Socially relevant days have become part of ventures' schedules. Most likely, you've already seen some brands' logos changed to a purple-ish palette. Perhaps, a simple LinkedIn post "celebrating" women in all fields. Yet, as you may know, we have a different approach.
These dates have a rooted history based on inequality and built on stereotyping. Women grow up with particular social instructions that even enclose what to do for a living. And until today, unfortunately, the IT field can be a gentlemen's club. Days like this are about human beings rather than ventures. Thus, we wanted to do what we always do: give those who experience these inequalities the voice to speak.
Capicua provided a form to all women within the team. It had some Q&A fields with ground questions, and open spaces to express thoughts or feelings in their minds. This process was not mandatory by any means, and it also was completely anonymous. We aimed to respect privacy and treat these stories with the respect they deserve. So, without further ado, here are some colleagues' thoughts on Women's Day and the IT world.
Would you like to share an experience working in the IT Industry?
W1: One time, I had two coworkers (front and backend leads) try to redesign a web app behind the boss's back, i.e., simplify it, as a product of ignorance. I (a woman, senior to both of them and knowing the product but working remotely) knew the product couldn't undergo that kind of radical change, even if they tried). Somehow they were caught. It was unclear if they wanted to steal the idea or aimed to help the company against its antiquated nature. In any case, they were fired.
W2: Being in a non-dev role, I often feel underestimated in development-niche talks. While my work doesn't relate to it, I've actually studied diverse dev fields. Thus, it's sometimes annoying when often men talk to me about development like I was a child. It's like The Office quote: "why don't you explain this like I'm five?" Except that I never asked that question.
Did you ever feel treated differently because of your sex/gender?
W1: Yes, many times. But I guess we've normalized this and feel like it's not a big deal or simply ignore the fact that it might be because of our gender.
W2: Welp, the list here goes beyond the IT field. From what I choose to wear to all my personal choices. Yet, most of my negative experiences are from work experiences. Back when I was younger. I often encountered male bosses who interrupted me or repeated what I said, making it look like their idea. But the most beautiful (/sarcasm) tale comes from a disagreement. I thought A, and my boss thought B. When faced with the client, the boss threw me under the bus, saying that "A" was MY wild idea. The client agreed with me and gave me carte blanche to proceed, and my boss started stating it was OUR idea as a team. Give me a break :eyeroll:
W3: Yes, when I was little, My parents and I used to visit his best friend's home. He had four daughters, 2 of them about my age. From the first time I met them, they would go into their room with their cousins (but me) available, and they would close the door, leaving me outside. I understand if maybe people do this with strangers but repetitively do it to someone they already know... phew, childhood traumas.

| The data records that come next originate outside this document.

PR #126, opened 2022-12-07
Support JWKS auth config

AdamMagaluk:
Add a `CredentialsType_CREDENTIALS_TYPE_WEB_OAUTH` type as a valid AuthHandler. This RPC handler will soon be supported in the RDK that will give the RDK the same ability to accept access tokens provided by our auth system for the web app. It accepts a generic [JSON Web Tokens File (JWKS)](https://www.rfc-editor.org/rfc/rfc7517) as well as a list of valid audiences.

In addition `AuthHandlerConfig` is extended with a `web_oauth_config` config field. This is used when the config type of the auth handler is CREDENTIALS_TYPE_WEB_OAUTH. In that case the generic struct config is ignored.


proto/viam/app/v1/robot.proto
```diff
@@ -108,9 +108,25 @@ message AuthConfig {
...
+  repeated string allowed_audiences = 1;
+  JWKSFile jwks = 2;
+}
+
 message AuthHandlerConfig {
   CredentialsType type = 1;
   google.protobuf.Struct config = 5;
+
+  // Structured config for CREDENTIALS_TYPE_WEB_OAUTH type. Note: When this is set the config field will be empty.
+  optional AuthHandlerWebOauthConfig web_oauth_config = 6;
```
edaniels, line 129: in v2 we will make a better config

proto/viam/app/v1/robot.proto
```diff
@@ -108,9 +108,25 @@ message AuthConfig {
...
 
+message JWKSFile {
+  // JSON Web Keys (JWKS) file as arbitary json.
+  // See https://www.rfc-editor.org/rfc/rfc7517
+  google.protobuf.Struct json = 1;
+}
+
+// Structured config for the credential type CREDENTIALS_TYPE_WEB_OAUTH
+message AuthHandlerWebOauthConfig {
+  // The allowed aud claimms by the web oauth handler.
```
edaniels, line 119: claims

edaniels (approved):

edaniels (approved):

PR #130, opened 2022-12-13
[DATA-835] Add PackageService with Create/Delete/Get/ListPackage endpoints to API

tahiyasalam:


proto/viam/app/package/v1/package.proto
```diff
@@ -0,0 +1,106 @@
...
+  }
+
+  // DeletePackage receives an authenticated request with the package name and array of versions and removes the associated packages
+  rpc DeletePackage(viam.app.package.v1.DeletePackageRequest) returns (viam.app.package.v1.DeletePackageResponse) {
+    option (google.api.http) = {
+      delete: "/package/v1/delete_package"
+    };
+  }
+
+  // GetPackages receives an authenticated request with the package name and version and, if present, generates returns the URL and metadata
```
tahiyasalam, line 28: @agreenb wondering if comments, such as " // Primarily used by robot to download package files." from the scope doc should be included here

agreenb: Good question but nope, those were mostly used to describe the intent of each part of the scope.

proto/viam/app/package/v1/package.proto
```diff
@@ -0,0 +1,103 @@
...
+  }
+
+  // DeletePackage receives an authenticated request with the package name and array of versions and removes the associated packages
+  rpc DeletePackage(DeletePackageRequest) returns (DeletePackageResponse) {
+    option (google.api.http) = {
+      delete: "/viam/api/v1/service/datamanagement/{organization_id}/delete"
+    };
+  }
+
+  // GetPackages receives an authenticated request with the package name and version and, if present, generates returns the URL and metadata
```
agreenb, line 25: Since these all require authenticated requests, think can remove. Suggestion:

`// GetPackage returns the URL and metadata for a requested package version.`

What do you think are some challenges for Women in Software & IT Industries?
W1: Sometimes, it's hard to be taken seriously. Sometimes the fear of looking stupid, emotional, or less prepared just because we are women it's the challenge itself.
W2: The main dare isn't to raise your voice but to be able to maintain it. Nonetheless, it only takes one putting-your-foot-down time to be "bossy," "aggressive," or "uncooperative." I don't see that happening with men in charge; isn't that amazing?
W3: "Getting enough women interested in the industry will always be a challenge since it's not their nature to do this kind of thing." (The Gender Equality Paradox).
Is there any advice/thought you'd like to share with fellow women colleagues?
W1: Don't make yourself smaller to not bother others with your ideas or intellect. Don't stay quiet in moments of injustice or sexism. Your thoughts and feelings are important, don't let other people try to make you think that having a mind of your own is just for one side of the gender!
W2: Don't doubt yourself! People don't go through life throwing jobs at people because they feel like it. If you're in a work position, you've earned it! If you're studying, there's no limit to what you can do! Yes, there is still a glass ceiling above us. Yet, every little effort to break at least its surface is a collective success. One small step for (wo)man, one giant leap for (wo)mankind!
W3: Follow your passion, and second the money. If you are analytical, then find something you like. Maybe a new programming language, a new framework, or a new project. If you are not analytical, look into other things that might bring out the best in you!